WORK ORDER –
In the data below, which lines hold the word "shows"? Copy them.

(Stored data entries)
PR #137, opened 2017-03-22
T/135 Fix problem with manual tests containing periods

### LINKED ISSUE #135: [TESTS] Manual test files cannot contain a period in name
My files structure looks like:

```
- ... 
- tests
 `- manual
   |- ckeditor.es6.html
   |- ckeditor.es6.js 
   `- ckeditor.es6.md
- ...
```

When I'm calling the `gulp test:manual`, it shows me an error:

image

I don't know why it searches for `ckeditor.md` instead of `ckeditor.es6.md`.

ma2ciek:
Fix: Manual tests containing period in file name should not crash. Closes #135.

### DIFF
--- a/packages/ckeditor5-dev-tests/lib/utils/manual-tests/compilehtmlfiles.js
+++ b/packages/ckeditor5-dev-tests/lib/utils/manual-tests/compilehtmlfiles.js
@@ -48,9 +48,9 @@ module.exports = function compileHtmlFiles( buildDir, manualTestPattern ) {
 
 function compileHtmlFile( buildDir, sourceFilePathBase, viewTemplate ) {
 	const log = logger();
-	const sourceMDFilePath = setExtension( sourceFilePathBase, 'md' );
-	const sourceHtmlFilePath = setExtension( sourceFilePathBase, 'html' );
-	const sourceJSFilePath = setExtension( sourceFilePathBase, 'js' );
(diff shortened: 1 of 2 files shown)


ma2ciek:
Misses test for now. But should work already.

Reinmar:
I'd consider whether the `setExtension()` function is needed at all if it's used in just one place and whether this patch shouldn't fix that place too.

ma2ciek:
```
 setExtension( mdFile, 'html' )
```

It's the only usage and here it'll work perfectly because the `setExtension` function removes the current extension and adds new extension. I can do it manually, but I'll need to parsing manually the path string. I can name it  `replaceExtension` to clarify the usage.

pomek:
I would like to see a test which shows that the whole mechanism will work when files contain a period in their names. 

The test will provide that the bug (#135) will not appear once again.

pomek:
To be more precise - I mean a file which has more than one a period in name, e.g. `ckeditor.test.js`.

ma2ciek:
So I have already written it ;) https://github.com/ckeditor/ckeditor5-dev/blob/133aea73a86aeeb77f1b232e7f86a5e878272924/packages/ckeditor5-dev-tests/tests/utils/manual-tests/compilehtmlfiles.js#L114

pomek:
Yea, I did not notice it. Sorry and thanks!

RESPONSE TO THE TASK –
When I'm calling the `gulp test:manual`, it shows me an error:
I would like to see a test which shows that the whole mechanism will work when files contain a period in their names. 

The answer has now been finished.